··· EXERCISE MATERIALS ···
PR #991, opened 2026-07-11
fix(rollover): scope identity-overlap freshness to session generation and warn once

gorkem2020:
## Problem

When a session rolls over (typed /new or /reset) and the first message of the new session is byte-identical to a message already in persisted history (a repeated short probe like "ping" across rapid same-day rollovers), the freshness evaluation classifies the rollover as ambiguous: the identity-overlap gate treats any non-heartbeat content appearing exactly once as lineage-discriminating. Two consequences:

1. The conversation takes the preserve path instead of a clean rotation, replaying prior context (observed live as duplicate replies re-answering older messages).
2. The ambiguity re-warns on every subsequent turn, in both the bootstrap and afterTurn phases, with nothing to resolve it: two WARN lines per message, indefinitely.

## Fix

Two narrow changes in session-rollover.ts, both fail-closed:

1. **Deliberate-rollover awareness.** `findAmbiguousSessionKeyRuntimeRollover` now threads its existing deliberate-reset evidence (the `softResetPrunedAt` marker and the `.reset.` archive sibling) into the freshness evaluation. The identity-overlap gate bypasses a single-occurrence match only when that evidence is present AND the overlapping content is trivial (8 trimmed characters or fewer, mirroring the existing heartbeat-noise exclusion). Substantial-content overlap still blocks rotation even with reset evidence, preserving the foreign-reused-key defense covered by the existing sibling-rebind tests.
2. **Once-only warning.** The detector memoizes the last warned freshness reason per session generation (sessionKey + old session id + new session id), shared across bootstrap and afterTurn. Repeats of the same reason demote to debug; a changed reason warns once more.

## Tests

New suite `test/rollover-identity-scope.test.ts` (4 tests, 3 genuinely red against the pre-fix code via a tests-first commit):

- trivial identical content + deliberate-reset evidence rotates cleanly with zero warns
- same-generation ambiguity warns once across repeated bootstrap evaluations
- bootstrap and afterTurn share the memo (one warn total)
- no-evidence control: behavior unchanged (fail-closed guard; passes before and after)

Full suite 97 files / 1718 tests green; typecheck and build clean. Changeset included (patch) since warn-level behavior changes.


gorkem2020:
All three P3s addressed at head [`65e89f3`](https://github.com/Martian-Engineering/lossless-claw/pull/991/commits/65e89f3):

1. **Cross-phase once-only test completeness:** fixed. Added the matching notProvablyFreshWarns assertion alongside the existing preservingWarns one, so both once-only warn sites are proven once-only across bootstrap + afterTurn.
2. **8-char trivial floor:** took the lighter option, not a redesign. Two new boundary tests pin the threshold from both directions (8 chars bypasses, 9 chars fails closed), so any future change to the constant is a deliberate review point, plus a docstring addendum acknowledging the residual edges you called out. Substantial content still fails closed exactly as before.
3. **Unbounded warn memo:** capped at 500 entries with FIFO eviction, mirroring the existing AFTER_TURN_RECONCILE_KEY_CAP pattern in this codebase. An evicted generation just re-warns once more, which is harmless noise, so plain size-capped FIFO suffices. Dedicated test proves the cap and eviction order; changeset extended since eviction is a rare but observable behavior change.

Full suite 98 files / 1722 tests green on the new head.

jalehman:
···
- _WHAT TO PRODUCE_
Give an exact copy of the lines above, from the top of the records to the line that contains "1. The conversation", taking in both ends.

- _ANSWER FOR THE TASK_
PR #991, opened 2026-07-11
fix(rollover): scope identity-overlap freshness to session generation and warn once

gorkem2020:
## Problem

When a session rolls over (typed /new or /reset) and the first message of the new session is byte-identical to a message already in persisted history (a repeated short probe like "ping" across rapid same-day rollovers), the freshness evaluation classifies the rollover as ambiguous: the identity-overlap gate treats any non-heartbeat content appearing exactly once as lineage-discriminating. Two consequences:

1. The conversation takes the preserve path instead of a clean rotation, replaying prior context (observed live as duplicate replies re-answering older messages).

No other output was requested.